Before addressing the merits of the petition, we must first determine whether we have appellate jurisdiction over the BIA's deportation order. Nehme v. INS, 252 F.3d 415, 420 (5th Cir.2001). In 1996, Congress sought to curb appellate review of BIA deportation decisions through the IIRIRA. As we explained in Nguyen v. INS, 208 F.3d 528 (5th Cir.2000), a set of transitional rules applies to cases in which an alien's criminal deportation proceedings "commence before IIRIRA's general effective date of April 1, 1997, and conclude more than thirty days after its passage on September 30, 1996." Id. at 531. Specifically, the transitional rules state that "there shall be no appeal permitted in the case of an alien who is inadmissible or deportable by reason of having committed a criminal offense covered in section 212(a)(2) ... of the [INA] (as in effect as of the date of the enactment of this Act)." IIRIRA of 1996, Pub.L. No. 104-208, § 309(c)(4)(G), 110 Stat. 3009-546, -626 to -627. Section § 309(c)(4)(G) thus appears to deprive this court of jurisdiction over Smalley's petition for review because (1) the INS initiated deportation proceedings against Smalley in October 1994; (2) these proceedings concluded on March 8, 2002; and (3) the BIA found that Smalley's money laundering conviction qualified as a CIMT, making him inadmissible under § 212(a)(2) of the INA — as it existed when the IIRIRA was enacted. See 8 U.S.C. § 1182(a)(2)(A)(i)(I) (1994) (stating that "any alien convicted of ... acts which constitute the essential elements of — a crime involving moral turpitude" "shall be excluded from admission into the United States").
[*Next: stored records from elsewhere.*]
Issue #461, opened 2019-02-11
Onset Picker does not include legend with fieldset


bjankord:
# Bug Report

## Description
Fieldset used in terra-clinical-onset-picker does not contain a legend element. It is recommended that fieldsets should contain a legend element that provides a description of the field group.

## Steps to Reproduce

1. Navigate to https://engineering.cerner.com/terra-ui/#/components/terra-clinical-onset-picker/clinical-onset-picker/clinical-onset-picker
2. Inspect fieldset rendered by terra-clinical-onset-picker.

## Expected Behavior
Onset picker aligns with accessibility recommendations.

## Possible Solutions
1. Include legend with fieldset. This could include a prop that toggles if it is visually-hidden or not using terra-visually-hidden-text
2. Use a div as a wrapping container instead of a fieldset.

## Environment

* Component Name and Version: terra-clinical-onset-picker
* Browser Name and Version: All

Issue #435, opened 2018-12-20
Need ability to add legend for onset picker fieldsets


jmsv6d:
# Bug Report
While attempting to resolve accessibility issues for site examples for https://github.com/cerner/terra-ui/issues/46 the onset picker examples were not accessible as the fieldsets have no name associated to them available to accessibility APIs. Consumers should have the ability to add a legend for onset picker field sets for accessibility.

jmsv6d:
Duplicate #461

Issue #397, opened 2018-09-19
Violation in Onset Picker not resolving as expected


PaulSolDev:
# Bug Report

## Description

(Firefox only) When manually updating a value in the onset picker that causes a violation (exceeding the rules of 2 for Week >8 and Month >24) the corresponding field shows a violation.  Changing the unit value does not clear the violation.

Oddities- changing from units from weeks to months clears the violation as expected but changing from weeks to years or months to years does not.

## Steps to Reproduce

1. (in Firefox) Choose 'Age' in the Onset Picker
2. Select a unit of 'weeks'
3. Manually enter a value >8 and select an area outside of the field (violation appears)
4. Change the unit to years (note that the violation does not clear)
5. Select the value field and attempt to use the toggle up option (value does not change)
6. Select the toggle down option (unit drops to a significantly lower value and clears violation)
7. With a unit of years still selected change the value to >24 (notice that a violation occurs despite this being an accepted value for a unit of years)

## Additional Context / Screenshots

![image](https://user-images.githubusercontent.com/29487301/45774300-3803b380-bc12-11e8-9cd3-9a5f3f93e3f0.png)

![image](https://user-images.githubusercontent.com/29487301/45774282-30440f00-bc12-11e8-8b57-9320bff5334b.png)

## Expected Behavior

Follow rule of 2 and clear violations based on current field settings.

## Environment

* Component Name and Version: Onset Picker
* Browser Name and Version: Firefox
* Operating System and version (desktop or mobile): Desktop

ryanthemanuel:
@doogthemushroom is going to pick this up.

doogthemushroom:
> 1. (in Firefox) Choose 'Age' in the Onset Picker
> 2. Select a unit of 'weeks'
> 3. Manually enter a value >8 and select an area outside of the field (violation appears)

So this seems correct so far following rule of 2. This 'violation' is also happening on other browsers but none have this styling. If you followed these steps to reproduce on the handled picker example and clicked 'Submit' in between the steps, you'd see a popup occur in chrome at the very least.

> 4. Change the unit to years (note that the violation does not clear)

It's causing a violation here because the # of years puts the onset date in the future. In this case, the birthdate was 6 years ago and you are trying to set the date 8 years from the birthdate, that's a violation. No future dates.

> 5. Select the value field and attempt to use the toggle up option (value does not change)

Expected, as you shouldn't be able to enter a date in the future.

[...]

PR #468, opened 2019-02-22
Condense onChange handlers, add support for age units

doogthemushroom:
### Summary
Reducing the necessary number of onChange handlers from 3 to 1. Also adding a new `ageUnit` prop and onChange value to support initializing correctly with the `age` granularity. Updated some documentation to clarify the Onset Picker does not deal with time.

### Additional Details
To be clear this would be a breaking change, and would require a 4.0 release. I have added notes to the changelog regarding this.


packages/terra-clinical-onset-picker/src/OnsetPicker.jsx
```diff
@@ -20,9 +20,15 @@ const GranularityOptions = {
...
 };
 
+const DATE_FORMAT = 'YYYY-MM-DD';
+
 const propTypes = {
   /**
-   * The ISO 8601 string representation of the birth date to calculate an onset date for the 'age' precision.
+   * The date unit of the age value. One of 'weeks', 'months', or 'years'.
+   */
+  ageUnit: PropTypes.string,
```
benbcai: Could use PropTypes.oneOf(['weeks', 'months', 'years']).

packages/terra-clinical-onset-picker/src/OnsetPicker.jsx
```diff
@@ -20,9 +20,15 @@ const GranularityOptions = {
   DATE: 'date',
 };
 
+const DATE_FORMAT = 'YYYY-MM-DD';
```
emilyrohrbough: shouldn't this format should be translated

doogthemushroom: No it's for internal use only, it's the date only portion of an ISO-8601 date.

packages/terra-clinical-onset-picker/src/OnsetPicker.jsx
doogthemushroom: Updated to ['weeks', 'months', 'years']

tbiethman: I'd just go ahead and do `PropTypes.oneOf(['weeks', 'months', 'years'])`

doogthemushroom: Already updated per @benbcai suggestion!

tbiethman: D'oh i'm way out of date here

packages/terra-clinical-onset-picker/src/OnsetPicker.jsx
```diff
@@ -144,16 +151,14 @@ class OnsetPicker extends React.Component {
...
         };
-      }, () => this.handleDateChange(this.state.onsetDate));
-    }
-    this.setState({ granularity });
-
-    if (this.props.granularitySelectOnChange) {
-      this.props.granularitySelectOnChange(granularity);
+      }, () => this.handleOnsetUpdate());
+    } else {
+      this.setState({ granularity }, () => this.handleOnsetUpdate());
```
tbiethman: You could remove one function instantiation per execution if you provide handleOnsetUpdate directly as the callback: `this.setState({ granularity }, this.handleOnsetUpdate);`

doogthemushroom: Ah of course, updated. I think I like the look of these little anonymous functions too much.

emilyrohrbough:
Are any of these issues/bugs resolved with this pr? 
- https://github.com/cerner/terra-clinical/issues/397
- https://github.com/cerner/terra-clinical/issues/435
- https://github.com/cerner/terra-clinical/issues/461

packages/terra-clinical-onset-picker/src/OnsetPicker.jsx
emilyrohrbough: Can we add an inline comment to document this use?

Nevertheless, before we may conclude that the IIRIRA completely forecloses our jurisdiction to review Smalley's deportation order, we must first determine whether the jurisdictional facts required for § 309(c)(4)(G)'s bar to operate are present in this case. Nguyen, 208 F.3d at 531. As we clarified in Nehme, "we always have jurisdiction to consider whether the specific conditions exist that bar our jurisdiction over the merits, namely, whether the petitioner is (1) an alien, (2) who is deportable, (3) for committing the type of crime that bars our review." 252 F.3d at 420 (discussing the IIRIRA's nearly identical "final" rules of judicial review, codified at 8 U.S.C. § 1252 (2000)); accord Okoro v. INS, 125 F.3d 920, 925 n. 10 (5th Cir.1997).

In his petition for review, Smalley concedes both that he is an alien and that he is deportable for overstaying his visa. He disagrees with the BIA, however, that his 1993 conviction for agreeing to launder drug money constitutes a CIMT; therefore, he argues that § 309(c)(4)(G) does not bar us from reviewing the BIA's deportation order. Whether Smalley's crime involved moral turpitude is a question of law that must be answered in the affirmative in order for the IIRIRA's jurisdictional bar to operate; therefore, we hold (as our precedent requires) that we have the authority to review this "jurisdictional fact." See Balogun v. Ashcroft, 270 F.3d 274, 278 (5th Cir.2001) (explaining that "we retain jurisdiction to review jurisdictional facts" in immigration cases).

B. Crime Involving Moral Turpitude

The INA "does not define the term `moral turpitude' and legislative history does not reveal congressional intent" regarding which crimes are turpitudinous. Pichardo v. INS, 104 F.3d 756, 759 (5th Cir.1997). Instead, Congress left the interpretation of this phrase to both the BIA and the federal courts. Okoro, 125 F.3d at 926. In light of these observations, our precedents apply a two-part standard of review to the BIA's conclusion that an alien has committed a CIMT. First, we accord "substantial deference to the BIA's interpretation of the INA" and its definition of the phrase "moral turpitude." Id. at 926. Second, we review ...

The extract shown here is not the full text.